I've never worked in finance, but I have a lot of friends who do.
From the day they entered (ie. as junior analysts), up or out has been the mantra. You simply cannot be in a position for more than a few years. If you're not promoted to the next level, you're fired (though most of them had the sense to switch industries when it became clear they weren't going to be promoted).
Deal sourcing comes in at higher levels, but the "tournament" structure is embedded throughout.
I think you mean lower expected value, no? The way you put it cash is strictly better in every way than options - both higher expectation and lower risk. According to you there's no upside to options relative to cash.
The main reason that options are handed out is to compensate for below-market salaries, and the main reason salaries are below market is that the company wants to increase its runway. Some specific valuations or offers warrant cynicism, but remember that any startup with negative cash flow (even successful ones with near-market salaries) should be giving out equity to keep their salaries costs down.
Yes, but most of these companies fail and the options thus worthless. I mean it's great when it works out, but like lottery tickets they usually aren't worth the paper they are printed on.
Right: startups give out options, and those options are likely to be worthless. Your previous comment, however, was also suggesting causation: startups give out options because they are likely to be worthless. That's certainly not the entire reason. Like I said, a startup doesn't want to pay market salary because it would effectively ~halve their cash runway versus shifting compensation towards equity.
Generally companies hand out options because their expected value is Less than cash. Put another way, they could also just hand out stock instead of stock options.
The upside is a non-zero chance of becoming filthy rich. Some people are willing to put up with a lower expected value in exchange for that chance. It's a fancy version of the lottery, which many people also play.
You shouldn't be able to influence a lottery outcome. Presumably, you can influence share prices if you work for a company that you have an ownership claim on.
Do you actually believe that as a non-founding employee you'll be able to make the difference between the company delivering "a life changing amount of money" to employees instead of the far more common outcome?
I guess the same type of mind that believes meritocracy really exists could believe such a thing...
> Or do you think employees are entirely fungible?
This is what every self-respecting capitalist believes and knows in their heart. Employees are resources. If a founder doesn't know that they will fail.
Maybe you thought startups were an exception and that startup employees are unique snowflakes but BigCo employees are drones?
> Does my last employer not have a large contract with Prudential, because of my work?
If that contract is what made the business viable, then the company must be completely fucked without you and be on their way to failure. If the contract didn't make a substantial difference in the company's outlook, then how does that relate to my point?
you are correct to point out the "flaw" in what s/he said.

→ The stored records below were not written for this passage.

PR #1003, opened 2023-01-11
Backport main-next non-clangable

quaresmajose:

PR #1006, opened 2023-01-17
Fix known clang issues in LmP

MrCry0:
It supersedes PR  https://github.com/foundriesio/meta-lmp/pull/1003
- Add strip in clang excludes for Linux kernels
- Add a description and references to meta-clang
- Sort a list


angolini:
Do we know the root cause of those errors?

I don't see anything to comment on the commits, but I feel like a more verbose explanation might be helpful in the future.

angolini (approved):

ricardosalveti (approved):
LGTM

quaresmajose:
> Do we know the root cause of those errors?
> 
> I don't see anything to comment on the commits, but I feel like a more verbose explanation might be helpful in the future.

This is introduced somewhere in oe-core kirkstone but don't know yet where.

PR #1014, opened 2023-01-24
base: non-clangable: jailhouse: force gcc

ricardosalveti:
Jailhouse includes a kernel module, and the build fails if built with a different toolchain than used by the main kernel recipe.


ricardosalveti:
Will merge in order to fix the failures from https://github.com/foundriesio/lmp-manifest/pull/290.

PR #1015, opened 2023-01-24
Jailhouse: move config fragment to kernel features

quaresmajose:


quaresmajose:
Tested on am62xx-evm and imx8mp-lpddr4-evk.

MrCry0 (approved):
.

angolini:
I always get confused with the commit order presented here in github, so in case I'm wrong, please ignore my comment. But it looks to me that the first commit should be the last. First, you make the file available for every machine, and then you remove it from one specific machine.

angolini:
I wonder if it's not time to migrate the `cfg` file to the `lmp-kernel-cache` repository instead of keeping it as a file in the layer. Because this PR is making this accessible for all machines.

I know controlling kernel features from the distro POV always generates a lot of discussions, and I'm not trying to stress that. I'm good with whatever is proposed.

ricardosalveti:
Yeah, I would prefer this one to be available in lmp-kernel-cache, and included as we include modsign (I added this one as part of linux-lmp-ti-staging because the kernel is still 5.10 based, but we can also move it to kernel cache).

`meta-security/meta-integrity/recipes-kernel/linux/linux_ima.inc:KERNEL_FEATURES:append = " ${@bb.utils.contains('DISTRO_FEATURES', 'modsign', ' features/ima/modsign.scc', '', d)}"`

@quaresmajose would you mind creating a features file for jailhouse and add in lmp-kernel-cache for both 5.10 and 5.15 (and master)?

quaresmajose:
@ricardosalveti and @angolini I will move the fragment to lmp-kernel-cache and made the required adaption on this PR

MrCry0 (changes requested):
I think we don't really need to add and then revert commits :)

quaresmajose:
I am testing this PR on https://github.com/foundriesio/lmp-manifest/pull/291 and if everything looks good I cleanup this PR

ricardosalveti (approved):
Nice, thanks for cleaning this up.

PR #1020, opened 2023-01-26
AM6XXX: publish boot firmware files

ricardosalveti:


ricardosalveti:
Opening as a draft because this set is causing a huge amount of spdx errors (the usual removal before they are created). I believe this is because of the do_deploy dependencies at lmp-boot-firmware, which causes the dependency chain to have a different order, presenting the issue.

@quaresmajose another one for you to investigate as you are playing with a possible fix there.

quaresmajose:
This is another proof that the spdx issue is related with the do_deploy task, hope I can fix it shortly.

quaresmajose:
@ricardosalveti maybe this can now be rebased and merged.

quaresmajose (approved):
LGTM

MrCry0 (approved):
LGTM

PR #1027, opened 2023-02-01
Lmp staging: fix the compilation lock of the expensive recipes 

quaresmajose:


meta-lmp-base/classes/lmp-staging.bbclass
```diff
@@ -5,15 +5,15 @@
 #
 # Copyright 2022 (C) Foundries.IO LTD
```
MrCry0, line 6: We need to add 2023 here as well.

meta-lmp-base/classes/lmp-staging.bbclass
```diff
@@ -5,15 +5,15 @@
...
 
-INHERIT_KERNEL_MODSIGN = ""
+LMPSTAGING_INHERIT_KERNEL_MODSIGN = ""
```
MrCry0, line 8: Could you expand the commit message with an explanation of why we need these changes?

quaresmajose: The idea is to clarify that these variables are used in this classe. I will add it to the commit

meta-lmp-base/classes/lmp-staging.bbclass
quaresmajose: I think is better to remove the year instead of have a requirement to update it every year.

MrCry0 (approved):
LGTM

meta-lmp-base/classes/lmp-staging.bbclass
ricardosalveti: Copyright is related to the year range that is valid for it, so we can have it 2022-2023 atm.

ricardosalveti:
Small typo at the commit message from https://github.com/foundriesio/meta-lmp/pull/1027/commits/1befe767ef994f7dd360842603275ebc3eff0230

s/beackported/backported/g

meta-lmp-base/classes/lmp-staging.bbclass
quaresmajose: updated the year, in 2024 will remove this part.

quaresmajose:
> Small typo at the commit message from [1befe76](https://github.com/foundriesio/meta-lmp/commit/1befe767ef994f7dd360842603275ebc3eff0230)
> 
> s/beackported/backported/g

Also fixed

ricardosalveti (approved):
LGTM

PR #1031, opened 2023-02-02
k3: additional jailhouse fixes

ricardosalveti:
- Add missing memory node for k3
- Install inmate dtbs
- k3: build kernel Image along with fitImage


quaresmajose (approved):
LGTM

PR #1033, opened 2023-02-06
bsp: bootbin: versal: op-tee loaded by tf-a

ldts:
OP-TEE is not executed by the PLM but by TF-A instead.


ricardosalveti:
Loaded by PLM but executed by TF-A? Or is TF-A the one responsible for moving the memory around before jumping into it?

ldts:
The PLM copies it to the target location in DDR (https://github.com/ARM-software/arm-trusted-firmware/blob/master/plat/xilinx/versal/include/platform_def.h#L48). TF-A just jumps into it.

ldts:
image

ricardosalveti (approved):
LGTM

PR #1037, opened 2023-02-07
bsp: u-boot-ti-staging: am62xx-evm: use vfat for env

ricardosalveti:
Move the default environment from an emmc offset to the first vfat partition (sdcard) as a way to facilitate the environment management process on clean flash.


Tim-Anderson (approved):
LGTM

PR #1039, opened 2023-02-08
base: lmp: enable uninative

quaresmajose:
Attempts to isolate the build system from the host distribution’s C library in order to make re-use of native shared state artifacts across different host distributions practical.

https://docs.yoctoproject.org/ref-manual/classes.html?highlight=uninative#uninative-bbclass


MrCry0 (approved):
LGTM

PR #1041, opened 2023-02-09
Provision robustness

Tim-Anderson:
Changing from STM32CubeProgrammer_CLI version 2.11.0 to version 2.12.0 caused the provision.sh script to not work.

This PR makes it work correctly for these 2 versions of the tools and only those as well as making sure that any command that fails in running this script will not allow the script to continue but exit with an appropriate error.


ricardosalveti (approved):
LGTM, but needs approval from either @mike-scott or @igoropaniuk here.

igoropaniuk (approved):
LGTM

MrCry0 (approved):

PR #1054, opened 2023-02-28
bsp: initramfs-ostree-lmp-image: tegra: install tegra-firmware-xusb

ricardosalveti:
USB support requires firmware to be available in the initrd.

### DIFF
--- a/meta-lmp-bsp/recipes-core/images/initramfs-ostree-lmp-image.bbappend
+++ b/meta-lmp-bsp/recipes-core/images/initramfs-ostree-lmp-image.bbappend
@@ -1,0 +1,2 @@
+# USB support requires firmware to be available in the initrd
+PACKAGE_INSTALL:append:tegra = " tegra-firmware-xusb"


quaresmajose (approved):
LGTM, but we can also use the CONFIG_EXTRA_FIRMWARE for this one and made it available in all variant of lmp distros

ricardosalveti:
That ends up causing the kernel itself to be larger, and also not how it was done in the end in meta-tegra (even for the initrd flasher), but it could indeed be a more generic approach (maybe we can propose that to meta-tegra).

ricardosalveti:
Will merge to unblock this one.

quaresmajose:
> That ends up causing the kernel itself to be larger, and also not how it was done in the end in meta-tegra (even for the initrd flasher), but it could indeed be a more generic approach (maybe we can propose that to meta-tegra).

I can try to submit something.
Look like an improvement to make it more generic but in addition to be larger also introduces a dependency on kernel so to update the firmware we need to update the kernel.

ricardosalveti:
Indeed, and that might not necessarily be a good thing. Check with upstream, but low prio :-)

PR #537, opened 2025-04-08
Add OpenStack OLM subscription configurations

sathlan:
Ability to install a specific version of the operator(s) when multiple
versions are available in the OLM catalog.

Added new kustomization files and YAML configurations for OpenStack
operator subscriptions using OLM. This includes catalog sources,
namespaces, and operator groups for openstack-operators, as well as
subscription definitions for the OpenStack components when the version
is below v1.0.7.

Kustomization facilitates version-specific configurations starting
with v1.0.3 and v1.0.6, incorporating modifications like the
elimination of the AnsibleEE operator in subsequent versions. From
version 1.0.7 onwards, only the OpenStack operator is retained.

For each overlay we define the same set of ConfigMap that reach a set
of relevant parameter in the subscriptions and catalog source
definitions.

An unexpected mechanism here is that we override the
`common/olm-subscriptions/kustomization.yaml` file from ci-framework
for version `v1.0.3` and `v1.0.6`.  This enables the dynamic selection
of the right overlay.  For version `v1.0.7` and beyond we used the
default overlay and we don't need to overwrite the `kustomization`
file.

The problems that we cannot solve with just parameters are:
- `v1.0.3` and `v1.0.6` have a different set of subscriptions to
include
- `startingCSV` parameter is "dynamic" as it's composed of the
`spec.name`.`version`, not just `version`. Thus we cannot encode in a
kustomize parameter without create our own transformer. As
transformwer are not deployed here, it would be too much work to
boostrap it.

All this disapear starting with `v1.0.7` where we have only one
subscription to set.

Resolves-Part-Of: [OSPRH-15056](https://issues.redhat.com//browse/OSPRH-15056)

### DIFF
--- a/examples/common/olm-subscriptions/README.md
+++ b/examples/common/olm-subscriptions/README.md
@@ -1,0 +1,13 @@
+# OLM subscription that are used for deploying specific versions.
+
+To deploy a specific version rather than the latest from OLM images
+containing multiple version definitions, it is necessary to explicitly
+set the `startingCSV` parameter.
+
+This kustomization setup accomplishes this for:
+- v1.0.3
+- v1.0.6: this version no longer includes the AnsibleEE operator
+- v1.0.7 and later: these versions only include the OpenStack operator
+
+Refer to the `ci_gen_kustomize_values` role README for configuration
+details.
--- a/examples/common/olm-subscriptions/kustomization.yaml
+++ b/examples/common/olm-subscriptions/kustomization.yaml
@@ -1,0 +1,6 @@
+---
+components:
+  - ../../../lib/olm-deps
+  - ../../../lib/olm-openstack-subscriptions/overlays/default
+resources:
+  - values.yaml
--- a/examples/common/olm-subscriptions/values.yaml
+++ b/examples/common/olm-subscriptions/values.yaml
@@ -1,0 +1,17 @@
+# local-config: referenced, but not emitted by kustomize
+---
+apiVersion: v1
+kind: ConfigMap
+metadata:
+    name: olm-values
+    annotations:
+        config.kubernetes.io/local-config: 'true'
+data:
+    openstack-operator-channel: "alpha"
+    openstack-operator-image: "quay.io/openstack-k8s-operators/openstack-operator-index:latest"
+    openstack-operator-display-name: "CI Test"
+    openstack-operator-installplanapproval: "Automatic"
+    openstack-operator-publisher: "Testing Team"
+    openstack-operator-catalog-source: "openstack-operator-index"
+    openstack-operator-subscription-namespace: "openstack-operators"
+    openstack-operator-version: "latest"
--- a/lib/olm-openstack-subscriptions/base/catalogsource.yaml
+++ b/lib/olm-openstack-subscriptions/base/catalogsource.yaml
@@ -1,0 +1,13 @@
+---
+apiVersion: operators.coreos.com/v1alpha1
+kind: CatalogSource
+metadata:
+  name: openstack-operator-index
+  namespace: openshift-marketplace
+  labels:
+    category: openstack-catalog
+spec:
+  image: quay.io/openstack-k8s-operators/openstack-operator-index:latest
+  sourceType: grpc
+  displayName: CI Test
+  publisher: Test Team
--- a/lib/olm-openstack-subscriptions/base/kustomization.yaml
+++ b/lib/olm-openstack-subscriptions/base/kustomization.yaml
@@ -1,0 +1,7 @@
+---
+apiVersion: kustomize.config.k8s.io/v1beta1
+kind: Kustomization
+resources:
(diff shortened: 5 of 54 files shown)


examples/common/olm-subscriptions/README.md
```diff
@@ -0,0 +1,13 @@
...
+To deploy a specific version rather than the latest from OLM images
+containing multiple version definitions, it is necessary to explicitly
+set the `startingCSV` parameter.
+
+This kustomization setup accomplishes this for:
+- v1.0.3
+- v1.0.6: this version no longer includes the AnsibleEE operator
+- v1.0.7 and later: these versions only include the OpenStack operator
+
+Refer to the `ci_gen_kustomize_values` role README for configuration
```
abays, line 12: It would be good to provide a link to CIFMW if we're going to reference it, though I am a bit wary of pointing in that direction since the dependency is the other way around and we haven't explicitly mentioned CIFMW in this repo yet.

sathlan: Eventually `ci_gen_kustomize_values`  is one "hardcoded" way to interact with this (as it is for `examples/common/olm/`) and it took me some time to get it.  From a roocky point of view it makes sense to explicititely set the relation between the two, but I might miss something. Now, I get that maybe such pointer shouldn't be explicit in there.  So let me know when you've set your mind, and I'll either add a proper link, or just remove that line entirely.

examples/common/olm-subscriptions/kustomization.yaml
```diff
@@ -0,0 +1,6 @@
+---
```
sathlan, line 1: The main difference relative to to `examples/common/olm/` is that the `kustomization.yml` can be overwritten as well in order to select the right *overlay* .  I didn't find a way to make this a paramater that can be passed down to kustomize, so I  re-use the values.yml mechanism (ie overwritting file) to create the `kustomization.yaml` file as well.

lib/olm-openstack-subscriptions/overlays/v1.0.6/disable-openstack-ansibleee.yaml
sathlan, line 1: Need removal.

examples/common/olm-subscriptions/kustomization.yaml
abays: We generally assume that the various `values.yaml` `ConfigMap`s are the interface by which the user customizes the VAs/DTs.  If they're modifying the `kustomization.yaml`s, then technically they aren't using the repo as intended.  So looking at the new `examples/common/olm-subscriptions`, I'm not sure why you couldn't just add your new `values.yaml` fields/values to the existing `values.yaml` [1] and then modify the `kustomization.yaml` [2] to inject them.  Perhaps I am missing something though.

[1] https://github.com/openstack-k8s-operators/architecture/blob/main/examples/common/olm/values.yaml
[2] https://github.com/openstack-k8s-operators/architecture/blob/main/lib/olm-openstack/kustomization.yaml

sathlan: So the problem is twofolds here:
 - the list of subscription to create is different from version to version: 1.0.3 has ansiibleee subscription, but 1.0.6 doesn't.  That mean that the kustomization cannot include always the same list of file
 - the startingCSV value need to be `<operator subscription name>.<version>`, making it "dynamic" is it's different for every subscription.  Having overlay enable to take this into account.  But then we must choose the right overlay, hence the need to overwrite `kustomization.yaml`

Starting with v1.0.7 everything is simpler and the 'kustomization.yaml` overwrite doesn't happen and we can just use the `values.yaml` to populate the `startingCSV` of the openstack-operator to `openstack-operator.<version>` 

To summarize this is only needed to 1.0.3 and 1.0.6 and because their number of subscription is more than one and it different for each of them.

Does it make sense ?

lib/olm-openstack-subscriptions/overlays/v1.0.6/disable-openstack-ansibleee.yaml
sathlan: Removed.

examples/common/olm-subscriptions/kustomization.yaml
abays: Yes, I see what your concern is now.  I need to think about it some more, but what you've done might be the right approach for now at least.

fultonj:
> @sathlan invited me and others to a meeting in which he explained his reasoning for creating this PR this way. While it is somewhat regrettable to have to create something so specific and verbose, I agree with him that Kustomize constricts our options here. If this approach works for now, I am good with it. It does not impact the existing OLM deployment approach used by the VAs and DTs. @fultonj What do you think?

@abays I agree with you. I think we can merge.

fultonj (approved):
/approve
/lgtm

PR #539, opened 2025-04-10
Rever nncp-l3 change and switch to dedicated dir

lmiccini:


lmiccini:
ouch sorry John I'll fix this via the other bgp-l3-xl-ceph big pull, thanks for having a look.

PR #540, opened 2025-04-10
[BGP] Remove ctlplane from NNCP

eduolivares:
With BGP L3 at controlplane, OCP nodes do not need to connect to the
ctlplane directly, but they connect to EDPM nodes using BGP network
instead, so the controlplane interface can be removed from NNCP.


abays (approved):
/lgtm
/approve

I don't know the actual answer (and it would be difficult to convince me that anybody has all the data either) but many people "experienced" with startups believe that so many more options come out worthless that cash is strictly better, better expected return at lower risk.
however, in the same way that the freakonomics guys explain people playing state lotteries even thought they are "not worth it": state lotteries (and startups) offer some of the few chances that most people have to actually get rich, so even though they don't pay off on average, they are "the only way" and "worth it" to some people. Not claiming that these people have clear ideas about either expected values or risks involved, but they have clear ideas that "it's the only way". For workers at many skill levels, they may have a sense that in their industry they won't be too much worse off in the long run so why not take a shot.
Startups are a lottery to a large degree, and for employees without significant equity, the odds don't seem great.